WASHINGTON – Responding to news of an intense lobbying effort of his fellow senators by Senator Trent Lott (R-MS) in support of Judge Charles Pickering’s appeals court nomination, Wade Henderson, executive director of the Leadership Conference on Civil Rights (LCCR), the nation’s oldest, largest, and most diverse civil and human rights coalition, today urged senators not to give in to Lott’s pressure, but to examine Pickering’s flawed record.

“Last year on the occasion of Senator Strom Thurmond’s 100th birthday, Senator Lott, the former Senate Majority Leader, applauded Thurmond’s 1948 run for the presidency and stated that if the country had followed Mississippi’s lead and elected him, ‘we wouldn’t have had all these problems over all these years,'” observed Henderson.

“Now, Senator Lott wants his Senate colleagues to follow his lead and vote to confirm President Bush’s nomination of Charles Pickering for a lifetime seat on the U.S. Court of Appeals for the Fifth Circuit,” said Henderson.
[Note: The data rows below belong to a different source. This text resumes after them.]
PR #453, opened 2018-08-06
Add B-spline trajectory

jslee02:
(This is a work-in-progress pull request to get early feedback.)

This PR adds `trajectory::BSpline`, implementation of B-spline trajectory, and necessary classes in `common` namespace.

Unlike `trajectory::Spline`, `trajectory::BSpline` guarantees class `C^k` continuity (`k - 1` times differentiable) over the whole trajectory where `k` is the order of B-spline.

`Eigen::Spline` (renamed to `aikido::common::BSpline`) and `Eigen::SplineTraits` are copied into AIKIDO code base with some modifications. The motivation of the adjustment is that Eigen's B-spline module doesn't allow changing control points after construction while we need this feature for trajectory optimization, which we will introduce soon.

Unit tests will be added before merging this PR.

***

### DIFF
--- a/include/aikido/common/SplineFwd.hpp
+++ b/include/aikido/common/SplineFwd.hpp
@@ -1,0 +1,172 @@
+// This file is part of Eigen, a lightweight C++ template library
+// for linear algebra.
+//
+// Copyright (C) 20010-2011 Hauke Heibel <hauke.heibel@gmail.com>
+//
+// This Source Code Form is subject to the terms of the Mozilla
+// Public License v. 2.0. If a copy of the MPL was not distributed
+// with this file, You can obtain one at http://mozilla.org/MPL/2.0/.
+
+#ifndef AIKIDO_COMMON_SPLINEFWD_HPP_
+#define AIKIDO_COMMON_SPLINEFWD_HPP_
+
+#include <Eigen/Core>
+
+namespace aikido {
+namespace common {
+
+template <typename Scalar, int Dim, int Degree = Eigen::Dynamic>
+class BSpline;
+
+template <typename SplineType, int DerivativeOrder = Eigen::Dynamic>
+struct SplineTraits
+{
+};
+
+/**
+ * \ingroup Splines_Module
+ * \brief Compile-time attributes of the Spline class for Dynamic degree.
+ **/
+template <typename _Scalar, int _Dim, int _Degree>
+struct SplineTraits<BSpline<_Scalar, _Dim, _Degree>, Eigen::Dynamic>
+{
+  typedef _Scalar Scalar; /*!< The spline curve's scalar type. */
+  enum
+  {
+    Dimension = _Dim /*!< The spline curve's dimension. */
+  };
+  enum
+  {
+    Degree = _Degree /*!< The spline curve's degree. */
+  };
+
+  enum
+  {
+    OrderAtCompileTime
+    = _Degree == Eigen::Dynamic
+          ? Eigen::Dynamic
+          : _Degree + 1 /*!< The spline curve's order at compile-time. */
+  };
+  enum
+  {
+    NumOfDerivativesAtCompileTime = OrderAtCompileTime /*!< The number of
+                                                          derivatives defined
+                                                          for the current
+                                                          spline. */
+  };
+
+  enum
+  {
+    DerivativeMemoryLayout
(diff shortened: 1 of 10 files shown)


include/aikido/common/SplineFwd.hpp
```diff
@@ -0,0 +1,172 @@
+// This file is part of Eigen, a lightweight C++ template library
+// for linear algebra.
+//
+// Copyright (C) 20010-2011 Hauke Heibel <hauke.heibel@gmail.com>
```
dqyi11: Are we going to update the head description?

jslee02: I think we should keep this license as we copied this code from Eigen, and will add our license on top of this license for the part we modify/add.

“Judge Pickering’s hostility to civil rights enforcement and civil rights plaintiffs are what disqualify him for this position,” continued Henderson. “While it may come as no surprise that Senator Lott feels comfortable with Judge Pickering’s record and nomination, senators should not be willing to vote for Pickering on Lott’s say so, but rather should closely examine his judicial record,” Henderson continued.
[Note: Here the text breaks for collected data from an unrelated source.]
PR #457, opened 2018-08-10
Bugfix in spline evaluation

aditya-vk:
The spline is currently fit by assuming the start of the segment to be the origin of the state space. For instance, see [this](https://github.com/personalrobotics/aikido/blob/de4ea8b4b5e9c7d74a55a1f30764068cfea7d996/src/planner/parabolic/ParabolicUtil.cpp#L165). When saving the segment of the spline, we also store the start state of that segment which can later be used to compute any point on the spline with respect to the origin.

During [evaluation](https://github.com/personalrobotics/aikido/blob/de4ea8b4b5e9c7d74a55a1f30764068cfea7d996/src/trajectory/Spline.cpp#L114) of the spline, we query the relative state, compute the `expMap` and compose it with the start state of the segment. This has issues with statespaces that have both angular and translation components.

Consider `a`, `b` to be the tangent vectors at `A` and `B` respectively.

The relativeVector `b - a` which is given by `evaluatePolynomial()` is not `logMap(inverse(A)*B)`. So `compose(A, expMap(relativeVector))` is not what we want. We either want:

1. `expMap(relativeVector + a)` which will give us `B`.
2. We enforce relativeVector to be `inverse(A)*B` and therefore make `compose(A, expMap(relativeVector))` technically correct.

(1) can be achieved by the changes made in the `evaluate` function in `Spline.cpp`. This considers the zero vector to be the origin always. See this [block](https://github.com/personalrobotics/aikido/blob/f800e81ffdbffce9af9e6466b355f9dcd2d47205/src/trajectory/Spline.cpp#L132) on this PR.

(2) can be achieved by fitting the spline considering the constraints differently. See this [line](https://github.com/personalrobotics/aikido/blob/f800e81ffdbffce9af9e6466b355f9dcd2d47205/src/planner/parabolic/ParabolicUtil.cpp#L190) on this PR. 

I discussed the two with Gilwoo. @gilwoolee, please correct me if I am wrong:
The frame of reference is different in the two cases. In the former it is always the origin while in the second case it is the start state of the segment. Therefore if the start state of the segment has a rotational component, this affects the translation components of the states on the spline. For example if I was solving a spline between `a(0.5, 0.5, 0)` to `b(1.0, 1.0, 0)`, the first term being angle, when we solve a spline between `(0, 0, 0)` and  `inverse(A)*B`, the translation in `y` is also affected (since `A` is the frame of reference), while if we consider a spline between `(0, 0, 0)` and `(0.5, 0.5, 0)`, the translation in `y` is not affected.

In the current PR I made changes to implement (1) and left (2) commented out for now.

@sanjibac: This is following the behaviour we saw on the racecar example. Your insight would be useful :D
***

### DIFF
--- a/src/planner/parabolic/ParabolicUtil.cpp
+++ b/src/planner/parabolic/ParabolicUtil.cpp
@@ -120,6 +120,27 @@ bool checkStateSpace(const statespace::StateSpace* _stateSpace)
   }
 }
 
+Eigen::VectorXd getTangentVector(
+    statespace::ConstStateSpacePtr stateSpace,
+    const Eigen::VectorXd from,
+    const Eigen::VectorXd to)
+{
+  auto state = stateSpace->createState();
+
+  auto fromInverse = stateSpace->createState();
+  stateSpace->expMap(from, state);
+  stateSpace->getInverse(state, fromInverse);
+
+  auto toMinusFrom = stateSpace->createState();
+  stateSpace->expMap(to, state);
+  stateSpace->compose(fromInverse, state, toMinusFrom);
+
+  Eigen::VectorXd tangentVector;
+  stateSpace->logMap(toMinusFrom, tangentVector);
+
+  return tangentVector;
+}
+
 std::unique_ptr<aikido::trajectory::Spline> convertToSpline(
     const ParabolicRamp::DynamicPath& _inputPath,
     double _startTime,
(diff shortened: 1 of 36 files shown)


src/planner/parabolic/ParabolicUtil.cpp
```diff
@@ -120,6 +120,27 @@ bool checkStateSpace(const statespace::StateSpace* _stateSpace)
   }
 }
 
+Eigen::VectorXd getTangentVector(
```
brianhou: It seems that there is some overlap between this function and `GeodesicInterpolator::getTangentVector`. Maybe we should put both functions somewhere in `aikido::statespace`?

src/planner/parabolic/ParabolicUtil.cpp
```diff
@@ -120,6 +120,27 @@ bool checkStateSpace(const statespace::StateSpace* _stateSpace)
...
+    statespace::ConstStateSpacePtr stateSpace,
+    const Eigen::VectorXd from,
```
brianhou: Nit: should these be `const Eigen::VectorXd&`?

brianhou:
Let's get this PR up-to-date and merged!

brianhou:
Bump

aditya-vk:
Closing as this has diverged quite a bit from master. If the spline evaluation is still buggy, could consider this PR as reference.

“And that record speaks for itself. It is filled with hostility toward the enforcement of civil rights laws, voting rights laws, and laws that protect average people, including workers and women,” added Henderson.

“The issue is clear. President Bush wants to pack the courts with nominees with extremist views who support the rollback of civil rights progress. Judge Pickering is one of those nominees,” concluded Henderson.

Judge Pickering has:


  • expressed disapproval of the effects of the Voting Rights Act and the “one person, one vote” doctrine;


  • supported measures that have helped perpetuate voting discrimination against African-Americans;


  • as a state senator, voted in favor of a resolution calling for a Constitutional Convention to consider an amendment to ban race-based school desegregation orders;


  • harshly complained about “the side effects resulting from anti-discrimination laws,” which he suggested caused people “covered by such laws” to “spontaneously react that discrimination caused” any adverse action against them;


  • revealed a strong bias against plaintiffs who bring Title VII employment discrimination cases to his court; and


  • gone to extraordinary lengths to reduce a mandatory jail sentence for a convicted cross burner.